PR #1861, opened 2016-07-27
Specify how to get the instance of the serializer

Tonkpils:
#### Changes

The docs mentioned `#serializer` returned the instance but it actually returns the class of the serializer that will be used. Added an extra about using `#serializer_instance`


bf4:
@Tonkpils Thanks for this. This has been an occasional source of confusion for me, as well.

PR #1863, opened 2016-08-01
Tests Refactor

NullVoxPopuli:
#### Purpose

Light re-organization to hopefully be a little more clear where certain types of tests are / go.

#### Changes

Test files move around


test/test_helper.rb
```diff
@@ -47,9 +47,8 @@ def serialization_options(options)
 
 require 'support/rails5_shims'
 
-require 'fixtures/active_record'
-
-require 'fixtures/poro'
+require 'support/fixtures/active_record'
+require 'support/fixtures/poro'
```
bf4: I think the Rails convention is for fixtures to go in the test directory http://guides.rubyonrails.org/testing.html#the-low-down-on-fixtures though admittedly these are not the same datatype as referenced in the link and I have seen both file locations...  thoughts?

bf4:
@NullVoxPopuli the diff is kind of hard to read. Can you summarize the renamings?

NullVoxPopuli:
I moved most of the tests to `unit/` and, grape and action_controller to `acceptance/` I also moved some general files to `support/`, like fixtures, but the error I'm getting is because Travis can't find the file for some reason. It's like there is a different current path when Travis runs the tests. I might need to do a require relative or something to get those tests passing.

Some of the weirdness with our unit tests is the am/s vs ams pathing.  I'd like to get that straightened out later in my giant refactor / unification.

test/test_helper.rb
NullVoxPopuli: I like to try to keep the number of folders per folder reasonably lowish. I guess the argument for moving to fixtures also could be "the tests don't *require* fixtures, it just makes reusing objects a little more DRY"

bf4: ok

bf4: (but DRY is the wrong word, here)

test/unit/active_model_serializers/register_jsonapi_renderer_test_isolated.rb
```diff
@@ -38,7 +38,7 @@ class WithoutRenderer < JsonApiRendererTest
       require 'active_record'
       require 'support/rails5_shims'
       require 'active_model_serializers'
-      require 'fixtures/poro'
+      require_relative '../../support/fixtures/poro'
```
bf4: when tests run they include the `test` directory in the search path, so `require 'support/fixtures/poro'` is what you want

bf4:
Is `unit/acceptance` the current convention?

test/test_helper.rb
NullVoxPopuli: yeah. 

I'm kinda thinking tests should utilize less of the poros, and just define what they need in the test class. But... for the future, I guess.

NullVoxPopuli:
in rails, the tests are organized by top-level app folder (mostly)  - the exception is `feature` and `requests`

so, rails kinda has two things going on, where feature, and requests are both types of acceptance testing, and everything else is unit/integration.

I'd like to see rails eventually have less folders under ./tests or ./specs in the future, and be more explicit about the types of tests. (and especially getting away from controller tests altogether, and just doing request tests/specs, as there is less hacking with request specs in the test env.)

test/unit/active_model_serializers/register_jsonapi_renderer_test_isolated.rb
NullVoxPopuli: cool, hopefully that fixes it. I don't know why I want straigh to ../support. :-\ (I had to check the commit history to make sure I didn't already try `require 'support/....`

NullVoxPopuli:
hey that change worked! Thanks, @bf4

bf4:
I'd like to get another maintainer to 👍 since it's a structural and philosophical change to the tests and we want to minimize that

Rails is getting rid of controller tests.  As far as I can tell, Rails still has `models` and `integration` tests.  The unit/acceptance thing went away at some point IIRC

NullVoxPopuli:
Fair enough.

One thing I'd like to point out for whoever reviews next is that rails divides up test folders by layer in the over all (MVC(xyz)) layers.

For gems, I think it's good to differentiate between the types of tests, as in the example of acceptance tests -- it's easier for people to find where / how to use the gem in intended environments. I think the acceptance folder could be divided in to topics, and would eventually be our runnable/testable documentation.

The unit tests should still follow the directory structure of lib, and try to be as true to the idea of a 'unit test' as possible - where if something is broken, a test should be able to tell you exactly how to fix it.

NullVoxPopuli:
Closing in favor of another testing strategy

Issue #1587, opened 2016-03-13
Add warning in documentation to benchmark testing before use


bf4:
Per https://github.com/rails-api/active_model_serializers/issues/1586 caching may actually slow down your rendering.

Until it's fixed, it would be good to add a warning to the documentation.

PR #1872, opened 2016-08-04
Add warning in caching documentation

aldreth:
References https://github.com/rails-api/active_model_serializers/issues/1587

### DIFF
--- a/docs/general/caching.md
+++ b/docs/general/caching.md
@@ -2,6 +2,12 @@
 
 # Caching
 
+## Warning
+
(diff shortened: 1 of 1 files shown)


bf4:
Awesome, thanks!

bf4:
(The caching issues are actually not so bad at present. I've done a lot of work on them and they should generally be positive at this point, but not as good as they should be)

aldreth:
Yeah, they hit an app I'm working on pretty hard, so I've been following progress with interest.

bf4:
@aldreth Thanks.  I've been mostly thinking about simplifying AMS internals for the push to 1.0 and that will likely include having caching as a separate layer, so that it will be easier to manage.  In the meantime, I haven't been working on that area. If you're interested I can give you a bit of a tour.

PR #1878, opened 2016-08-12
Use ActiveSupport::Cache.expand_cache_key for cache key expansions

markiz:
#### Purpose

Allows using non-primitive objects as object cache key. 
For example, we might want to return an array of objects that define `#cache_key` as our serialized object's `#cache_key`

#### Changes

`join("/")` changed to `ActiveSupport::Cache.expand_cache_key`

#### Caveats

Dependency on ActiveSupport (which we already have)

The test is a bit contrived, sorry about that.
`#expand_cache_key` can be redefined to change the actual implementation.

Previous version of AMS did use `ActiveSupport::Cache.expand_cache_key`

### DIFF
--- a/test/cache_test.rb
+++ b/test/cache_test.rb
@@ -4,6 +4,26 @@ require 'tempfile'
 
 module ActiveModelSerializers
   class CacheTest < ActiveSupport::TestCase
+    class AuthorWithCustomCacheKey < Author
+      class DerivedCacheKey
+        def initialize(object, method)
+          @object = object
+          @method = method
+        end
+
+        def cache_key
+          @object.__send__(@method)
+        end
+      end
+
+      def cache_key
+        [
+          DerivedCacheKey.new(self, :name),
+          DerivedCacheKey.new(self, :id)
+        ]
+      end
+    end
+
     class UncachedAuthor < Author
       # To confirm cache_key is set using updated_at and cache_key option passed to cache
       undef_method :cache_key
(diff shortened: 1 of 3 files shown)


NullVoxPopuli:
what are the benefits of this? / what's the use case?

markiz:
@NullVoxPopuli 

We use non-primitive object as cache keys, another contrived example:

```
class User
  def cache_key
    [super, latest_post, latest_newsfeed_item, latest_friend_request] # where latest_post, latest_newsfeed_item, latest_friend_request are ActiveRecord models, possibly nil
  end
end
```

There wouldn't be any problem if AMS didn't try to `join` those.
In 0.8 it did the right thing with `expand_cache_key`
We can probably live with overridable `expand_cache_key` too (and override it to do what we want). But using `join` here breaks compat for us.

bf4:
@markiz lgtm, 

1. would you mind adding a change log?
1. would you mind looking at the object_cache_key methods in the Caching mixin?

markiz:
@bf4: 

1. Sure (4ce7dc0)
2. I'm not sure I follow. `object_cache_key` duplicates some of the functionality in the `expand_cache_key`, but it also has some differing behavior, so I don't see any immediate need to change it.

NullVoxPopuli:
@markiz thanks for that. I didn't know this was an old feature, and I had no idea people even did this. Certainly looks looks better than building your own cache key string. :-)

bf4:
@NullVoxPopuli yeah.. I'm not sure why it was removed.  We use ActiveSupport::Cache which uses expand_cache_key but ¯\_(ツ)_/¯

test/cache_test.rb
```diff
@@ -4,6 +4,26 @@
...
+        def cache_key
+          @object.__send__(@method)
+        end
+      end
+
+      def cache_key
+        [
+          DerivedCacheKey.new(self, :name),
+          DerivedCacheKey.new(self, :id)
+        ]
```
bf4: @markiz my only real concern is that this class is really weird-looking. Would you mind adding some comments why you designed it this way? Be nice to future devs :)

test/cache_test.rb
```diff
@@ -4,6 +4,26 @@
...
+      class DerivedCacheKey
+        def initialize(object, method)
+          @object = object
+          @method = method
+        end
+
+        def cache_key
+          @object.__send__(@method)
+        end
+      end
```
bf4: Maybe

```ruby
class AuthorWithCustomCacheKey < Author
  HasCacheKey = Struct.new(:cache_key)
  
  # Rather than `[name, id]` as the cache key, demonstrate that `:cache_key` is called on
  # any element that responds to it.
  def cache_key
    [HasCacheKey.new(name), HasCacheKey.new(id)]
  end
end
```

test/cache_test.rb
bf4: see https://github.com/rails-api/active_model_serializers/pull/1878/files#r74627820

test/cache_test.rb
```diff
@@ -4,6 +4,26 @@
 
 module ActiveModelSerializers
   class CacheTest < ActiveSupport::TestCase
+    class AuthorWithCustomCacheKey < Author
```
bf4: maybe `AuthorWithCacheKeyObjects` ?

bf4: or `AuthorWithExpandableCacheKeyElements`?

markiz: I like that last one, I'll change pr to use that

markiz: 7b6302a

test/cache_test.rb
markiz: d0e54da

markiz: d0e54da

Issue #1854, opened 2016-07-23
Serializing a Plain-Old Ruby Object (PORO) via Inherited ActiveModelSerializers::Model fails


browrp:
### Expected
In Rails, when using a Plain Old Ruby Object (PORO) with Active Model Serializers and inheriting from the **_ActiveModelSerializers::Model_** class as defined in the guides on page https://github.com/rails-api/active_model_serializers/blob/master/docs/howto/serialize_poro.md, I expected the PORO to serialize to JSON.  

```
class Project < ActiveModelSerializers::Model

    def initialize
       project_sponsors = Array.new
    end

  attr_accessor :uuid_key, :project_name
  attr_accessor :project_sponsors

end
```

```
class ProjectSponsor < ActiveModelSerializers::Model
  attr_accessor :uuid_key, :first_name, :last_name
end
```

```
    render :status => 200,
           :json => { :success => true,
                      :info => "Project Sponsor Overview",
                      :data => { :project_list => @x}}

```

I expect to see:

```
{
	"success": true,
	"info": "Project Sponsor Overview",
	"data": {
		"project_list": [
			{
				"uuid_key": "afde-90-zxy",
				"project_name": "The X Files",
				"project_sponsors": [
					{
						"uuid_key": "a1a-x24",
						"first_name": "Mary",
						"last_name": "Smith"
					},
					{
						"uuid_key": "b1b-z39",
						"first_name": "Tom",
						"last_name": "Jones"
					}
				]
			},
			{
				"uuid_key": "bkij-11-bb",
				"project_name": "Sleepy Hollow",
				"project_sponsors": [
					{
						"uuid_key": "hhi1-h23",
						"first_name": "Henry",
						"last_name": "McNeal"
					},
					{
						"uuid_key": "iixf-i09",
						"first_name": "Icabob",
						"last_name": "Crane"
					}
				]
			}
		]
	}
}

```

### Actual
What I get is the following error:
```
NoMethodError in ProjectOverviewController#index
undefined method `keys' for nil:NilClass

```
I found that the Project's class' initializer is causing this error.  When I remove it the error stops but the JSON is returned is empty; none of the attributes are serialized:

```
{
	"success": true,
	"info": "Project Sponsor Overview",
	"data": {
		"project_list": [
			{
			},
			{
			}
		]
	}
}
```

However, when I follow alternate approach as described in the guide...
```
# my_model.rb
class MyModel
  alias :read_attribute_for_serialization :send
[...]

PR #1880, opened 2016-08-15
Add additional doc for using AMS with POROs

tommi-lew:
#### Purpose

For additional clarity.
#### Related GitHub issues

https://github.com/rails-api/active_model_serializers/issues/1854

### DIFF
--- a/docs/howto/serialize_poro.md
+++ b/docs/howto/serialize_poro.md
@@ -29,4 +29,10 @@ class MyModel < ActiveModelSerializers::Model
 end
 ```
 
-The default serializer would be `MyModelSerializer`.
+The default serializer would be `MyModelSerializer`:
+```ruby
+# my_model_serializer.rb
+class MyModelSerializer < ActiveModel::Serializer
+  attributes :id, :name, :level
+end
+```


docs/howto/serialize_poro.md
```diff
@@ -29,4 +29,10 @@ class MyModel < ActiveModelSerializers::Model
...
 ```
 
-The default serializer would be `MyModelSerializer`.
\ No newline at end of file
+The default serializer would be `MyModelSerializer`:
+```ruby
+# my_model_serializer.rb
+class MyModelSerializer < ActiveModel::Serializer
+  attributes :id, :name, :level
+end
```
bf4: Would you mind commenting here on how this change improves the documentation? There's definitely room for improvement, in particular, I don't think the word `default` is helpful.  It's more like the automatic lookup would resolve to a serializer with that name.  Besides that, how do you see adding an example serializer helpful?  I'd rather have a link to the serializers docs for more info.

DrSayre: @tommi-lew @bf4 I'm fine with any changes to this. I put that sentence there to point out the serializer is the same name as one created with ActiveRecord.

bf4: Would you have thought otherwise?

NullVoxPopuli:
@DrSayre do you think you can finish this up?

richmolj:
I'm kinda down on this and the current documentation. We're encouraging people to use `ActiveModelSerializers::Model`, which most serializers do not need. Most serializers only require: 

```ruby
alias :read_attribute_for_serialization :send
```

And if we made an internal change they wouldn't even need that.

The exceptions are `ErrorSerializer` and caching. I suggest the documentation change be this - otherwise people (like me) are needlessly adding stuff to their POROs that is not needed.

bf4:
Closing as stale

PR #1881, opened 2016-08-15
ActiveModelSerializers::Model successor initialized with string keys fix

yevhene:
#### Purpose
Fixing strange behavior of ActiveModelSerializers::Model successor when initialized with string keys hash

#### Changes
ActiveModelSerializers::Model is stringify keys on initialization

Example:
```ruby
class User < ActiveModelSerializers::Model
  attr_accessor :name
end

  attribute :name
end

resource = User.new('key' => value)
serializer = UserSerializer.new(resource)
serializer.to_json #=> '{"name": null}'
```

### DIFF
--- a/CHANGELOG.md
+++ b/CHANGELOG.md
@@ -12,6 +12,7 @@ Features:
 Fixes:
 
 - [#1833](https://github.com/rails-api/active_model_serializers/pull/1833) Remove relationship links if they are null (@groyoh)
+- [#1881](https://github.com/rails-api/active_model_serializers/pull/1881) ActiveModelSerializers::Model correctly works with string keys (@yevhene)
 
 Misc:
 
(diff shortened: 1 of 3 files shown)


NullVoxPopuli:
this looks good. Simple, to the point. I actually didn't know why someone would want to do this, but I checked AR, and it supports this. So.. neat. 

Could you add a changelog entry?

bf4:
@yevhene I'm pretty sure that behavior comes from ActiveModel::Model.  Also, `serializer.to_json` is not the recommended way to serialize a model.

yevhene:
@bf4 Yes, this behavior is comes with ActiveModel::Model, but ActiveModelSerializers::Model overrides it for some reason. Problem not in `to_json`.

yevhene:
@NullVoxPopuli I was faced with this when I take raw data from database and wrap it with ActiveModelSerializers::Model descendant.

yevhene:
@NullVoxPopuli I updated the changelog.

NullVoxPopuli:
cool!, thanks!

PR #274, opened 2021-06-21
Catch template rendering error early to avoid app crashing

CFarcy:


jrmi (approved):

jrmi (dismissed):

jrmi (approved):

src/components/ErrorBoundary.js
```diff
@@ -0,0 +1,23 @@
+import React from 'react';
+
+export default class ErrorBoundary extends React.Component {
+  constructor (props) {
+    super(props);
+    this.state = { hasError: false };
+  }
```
* * * * * * * * *
EXERCISE GOAL
Copy each line above holding "alias".

EXERCISE ANSWER
  alias :read_attribute_for_serialization :send
alias :read_attribute_for_serialization :send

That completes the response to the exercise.